Go through the data and report each line that holds the string "Writer".

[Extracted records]
+-------+

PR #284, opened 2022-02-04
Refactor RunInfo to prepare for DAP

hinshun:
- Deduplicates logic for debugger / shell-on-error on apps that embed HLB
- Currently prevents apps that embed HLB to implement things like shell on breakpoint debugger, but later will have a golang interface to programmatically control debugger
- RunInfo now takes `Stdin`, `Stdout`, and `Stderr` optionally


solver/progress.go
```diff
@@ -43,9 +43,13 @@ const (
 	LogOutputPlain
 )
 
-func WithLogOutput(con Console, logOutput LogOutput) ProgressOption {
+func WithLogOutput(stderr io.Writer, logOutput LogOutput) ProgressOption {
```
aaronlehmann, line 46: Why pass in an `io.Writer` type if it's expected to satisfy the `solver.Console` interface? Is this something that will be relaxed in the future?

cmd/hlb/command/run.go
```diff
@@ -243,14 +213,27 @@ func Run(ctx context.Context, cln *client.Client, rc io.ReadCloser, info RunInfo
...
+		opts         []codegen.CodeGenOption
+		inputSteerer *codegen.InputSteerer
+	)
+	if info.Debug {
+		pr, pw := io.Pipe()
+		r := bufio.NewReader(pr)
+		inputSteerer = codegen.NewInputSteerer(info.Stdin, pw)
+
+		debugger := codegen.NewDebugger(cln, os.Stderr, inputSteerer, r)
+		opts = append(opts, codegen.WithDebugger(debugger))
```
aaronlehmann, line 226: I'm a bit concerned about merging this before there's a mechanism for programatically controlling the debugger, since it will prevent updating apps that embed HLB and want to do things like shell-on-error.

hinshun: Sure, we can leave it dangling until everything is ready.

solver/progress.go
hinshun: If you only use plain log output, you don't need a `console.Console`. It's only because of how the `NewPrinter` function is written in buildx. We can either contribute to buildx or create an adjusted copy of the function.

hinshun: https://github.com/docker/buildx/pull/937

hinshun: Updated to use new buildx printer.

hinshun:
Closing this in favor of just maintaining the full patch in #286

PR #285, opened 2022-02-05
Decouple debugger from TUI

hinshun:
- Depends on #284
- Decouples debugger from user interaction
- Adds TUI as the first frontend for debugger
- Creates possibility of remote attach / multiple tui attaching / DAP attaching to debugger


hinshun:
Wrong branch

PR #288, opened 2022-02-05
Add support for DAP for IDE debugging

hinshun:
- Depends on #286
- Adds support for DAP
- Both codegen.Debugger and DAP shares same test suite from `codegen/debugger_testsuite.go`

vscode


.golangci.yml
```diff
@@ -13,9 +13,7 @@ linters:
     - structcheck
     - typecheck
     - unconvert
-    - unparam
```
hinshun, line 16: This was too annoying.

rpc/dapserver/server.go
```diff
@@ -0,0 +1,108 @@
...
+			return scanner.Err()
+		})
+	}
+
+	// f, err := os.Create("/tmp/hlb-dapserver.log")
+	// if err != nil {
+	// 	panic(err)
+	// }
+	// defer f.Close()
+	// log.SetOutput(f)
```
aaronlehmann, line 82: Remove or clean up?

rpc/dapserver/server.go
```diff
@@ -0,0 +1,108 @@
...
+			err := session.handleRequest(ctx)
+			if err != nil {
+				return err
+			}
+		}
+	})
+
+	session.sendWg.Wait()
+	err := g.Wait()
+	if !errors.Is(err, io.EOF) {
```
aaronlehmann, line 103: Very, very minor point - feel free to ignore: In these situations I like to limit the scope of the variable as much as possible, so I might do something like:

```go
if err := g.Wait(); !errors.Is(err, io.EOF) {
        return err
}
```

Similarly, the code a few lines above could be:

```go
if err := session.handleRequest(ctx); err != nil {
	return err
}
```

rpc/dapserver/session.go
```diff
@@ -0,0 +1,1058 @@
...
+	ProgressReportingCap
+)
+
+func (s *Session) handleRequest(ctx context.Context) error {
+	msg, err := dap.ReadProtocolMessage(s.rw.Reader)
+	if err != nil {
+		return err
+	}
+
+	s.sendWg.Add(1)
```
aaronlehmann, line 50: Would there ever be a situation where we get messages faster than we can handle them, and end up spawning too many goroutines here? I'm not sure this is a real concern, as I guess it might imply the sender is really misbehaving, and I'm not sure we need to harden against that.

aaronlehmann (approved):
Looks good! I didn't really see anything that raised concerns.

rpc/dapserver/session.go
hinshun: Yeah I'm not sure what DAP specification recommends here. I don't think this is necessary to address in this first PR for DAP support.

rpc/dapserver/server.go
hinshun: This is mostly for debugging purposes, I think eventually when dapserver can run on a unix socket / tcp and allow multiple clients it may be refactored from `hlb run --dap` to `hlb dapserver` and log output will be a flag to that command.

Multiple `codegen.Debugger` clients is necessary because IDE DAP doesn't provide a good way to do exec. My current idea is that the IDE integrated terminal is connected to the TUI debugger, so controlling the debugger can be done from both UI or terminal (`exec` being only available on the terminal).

+-------+

* [RESULT FOR THIS TASK]
+func WithLogOutput(stderr io.Writer, logOutput LogOutput) ProgressOption {
aaronlehmann, line 46: Why pass in an `io.Writer` type if it's expected to satisfy the `solver.Console` interface? Is this something that will be relaxed in the future?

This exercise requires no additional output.